Why everyone is using photoshop? Illustrator or Indesign? Adobe is kind of a monopoly, especially in Israel where type is written from right to left - not all companies invest in supporting hebrew or arabic (hebrew is 8-15 million people, while arabic is almost a billion world wide) There for, for now, ESKO rules, Illustrator rules but Indesign is smarter, better tool. As a printer, you should get a print ready file. But because not every designer can supply a package ready for real printing, there are bunch of people that work in a package PrintHouse that "fixes" all the client mistakes. If a plugin like "ESKO" or IC3d which does work with Indesign, will grab more market share, I am sure that Indesign will become the main tool for Handling Package variation (not design). The designers will do what ever they need to do in order to create stunning design and then they will create the full package in Indesign including Localisation or data based design, and tools like IC3d will create samples and mockups and trapping and folding and all the stuff needed not to make mistakes in this packaging industry!

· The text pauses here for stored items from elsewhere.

PR #768, opened 2025-11-14
Throw NPE when a field is null during unique index construction

spjegan:
This PR handles null field values during UniqueKey index creation, by throwing `NullPointerException`. It also handles the null fields in the nested field paths in both PrimaryKey and UniqueKey indexes.


kvoli (approved):
LGTM

hollow/src/main/java/com/netflix/hollow/core/index/HollowUniqueKeyIndex.java
```diff
@@ -537,7 +538,7 @@ private synchronized void reindex() {
 
         int ordinal = ordinals.nextSetBit(0);
         while (ordinal != ORDINAL_NONE) {
-            int hashCode = generateRecordHash(ordinal);
+            int hashCode = generateRecordHash(ordinal, typeState.getSchema());
```
azeng-netflix: for all occurrences of  `typeState.getSchema()`, maybe store them in a variable to avoid potential extra lookup in the loops?

spjegan: Thanks. This is removed now as part of the fix to provide the correct type/field name in the exception.

Sunjeet (approved):

PR #103, opened 2023-11-08
Fix wait tx confirmations

Lbqds:
Sometimes it throws an exception when fetching the tx status. We need to handle this exception within the function `waitALPHTxConfirmed`, otherwise it will result in not being able to retrieve the signed vaa here: https://github.com/alephium/wormhole-fork/blob/95b3d9b062635d8b31d45a41b036d85c8c322af2/bridge_ui/src/hooks/useHandleTransfer.tsx#L394


h0ngcha0 (approved):
LGTM :+1:

PR #105, opened 2023-11-14
Prepare relayer

Lbqds:


h0ngcha0:
Q: Where is the code that does the actual redeem?

Lets deploy this and test it on testnet v2, I can help with that.

Lbqds:
> Q: Where is the code that does the actual redeem?
> 
> Lets deploy this and test it on testnet v2, I can help with that.

I'm testing on the devnet now, I'll add a relayer.yml.template to the bridge infra repo.

relayer-engine/src/storage/redis-storage.ts
```diff
@@ -154,7 +154,7 @@ export class RedisStorage implements Storage {
 
   async onTxSubmitted(vaaId: string, txId: string): Promise<void> {
     const txKey = `${vaaId}:txId`.toLowerCase()
-    await this.redis.set(txKey, txId)
+    await this.redis.set(txKey, txId, 'EX', 30 * 24 * 3600)
```
polarker, line 157: Do we need 30 days cache here?

polarker (approved):
LGTM

relayer-engine/src/storage/redis-storage.ts
Lbqds: The purpose of storing the tx id is to be able to return it to the bridge ui. The assumption here is that the user will execute a redemption within 30 days, but seems that 30 days might be a bit long. How about one week?

polarker: Yes, I think one week is enough

h0ngcha0 (approved):
LGTM :+1:

PR #109, opened 2023-11-22
Improve loading alephium tokens

Lbqds:
We don't need to fetch token info from the chain, sometimes it's slow due to the rate limiter.


h0ngcha0 (approved):
LGTM :+1:

PR #125, opened 2024-03-14
Add banner with warning about issue being fixed

mvaivre:


bridge_ui/src/App.js
```diff
@@ -125,9 +125,33 @@ const useStyles = makeStyles((theme) => ({
...
 
+const BannerMessage = (
+  <>
+    <span>
+      We are aware of some difficulties redeeming on the bridge. The issue has
+      been identified, the fix is being worked on now. <b>Funds are safe!</b>
+    </span>
+    <i>
+      (if you want to bridge, you can bridge, but redeem will only be possible
+      once the fix is deployed)
```
polarker, line 150: Should we mention `ethereum dencun upgrade` in the message?

Lbqds (approved):
LGTM, thanks!

bridge_ui/src/App.js
mvaivre: @VDAODAO

mvaivre: I would personally mention it yes. What about:

```
We are aware of some difficulties redeeming on the bridge caused by the Ethereum Dencun upgrade. The fix is being worked on now.
```

VDAODAO: @mvaivre FYI didn't include the "because of dencun" because it wasn't 100% sure. I'd phrase it a tiny bit different: 

> We are aware of some difficulties redeeming on the bridge, following the Ethereum Dencun upgrade. 
> The fix is being worked on now.

mvaivre: So are we now sure it's the aftermath of the ethereum update? I'm AFK for an hour or so. We can merge this one and deploy rn, and I can open a new PR later this afternoon if we want to edit the text.

Lbqds: Yes, it was caused by the ETH update. ETH introduced a new transaction type, and the library used by the bridge does not support it.

mvaivre:
Apparently fixed, good job! 
But this banner could be useful in the future ;)

PR #128, opened 2024-04-15
Fetch logs by block number

Lbqds:
Currently, chainstack always returns an invalid block hash, this PR trying to fetch block logs using block height instead of hash to fix this.

### DIFF
--- a/explorer-backend/transactions/evm.go
+++ b/explorer-backend/transactions/evm.go
@@ -104,7 +104,7 @@ func (w *EVMWatcher) fetchEvents(ctx context.Context, errC chan<- error) {
 					return
 				}
 			}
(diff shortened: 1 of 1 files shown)


explorer-backend/transactions/evm.go
```diff
@@ -104,7 +104,7 @@ func (w *EVMWatcher) fetchEvents(ctx context.Context, errC chan<- error) {
 					return
 				}
 			}
-			if err := w.fetchEventsByBlockHash(ctx, block.Hash); err != nil {
+			if err := w.fetchEventsByBlockNumber(ctx, block.Number); err != nil {
 				w.logger.Error("failed to fetch events by block hash", zap.String("blockHash", block.Hash.Hex()), zap.Error(err))
```
h0ngcha0, line 108: [Nit] Shall we update this log as well?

My family owns a very large wholesale printing company. They print offset, digital, die cut, UV coat, you think it, they do it. I'm pretty sure my blood smells like ink and is CMYK Positive. That is the question they get the most. And I have heard the same response over and over again. PDF, 300 dpi. Now, if you need help, the print shop will help you at an hourly fee. And they will probably work with any file since they know them all and will end up converting it to a PDF in the end anyway. Lastly, you may want to tell your students it's very important to run their designs through some sort of spelling check thing since my favorite game while running around the shop was "Find the typo's in this flyer". It happens soooo often. The prepress person checks the file but they don't check for spelling. When younger my brother was a world renowned graphic designer but he stopped designing because running the printing company required him 24/7 and made him more money. He uses Illustrator.

  • How does this address the "Illustrator or Indesign" question? Maybe I'm missing it.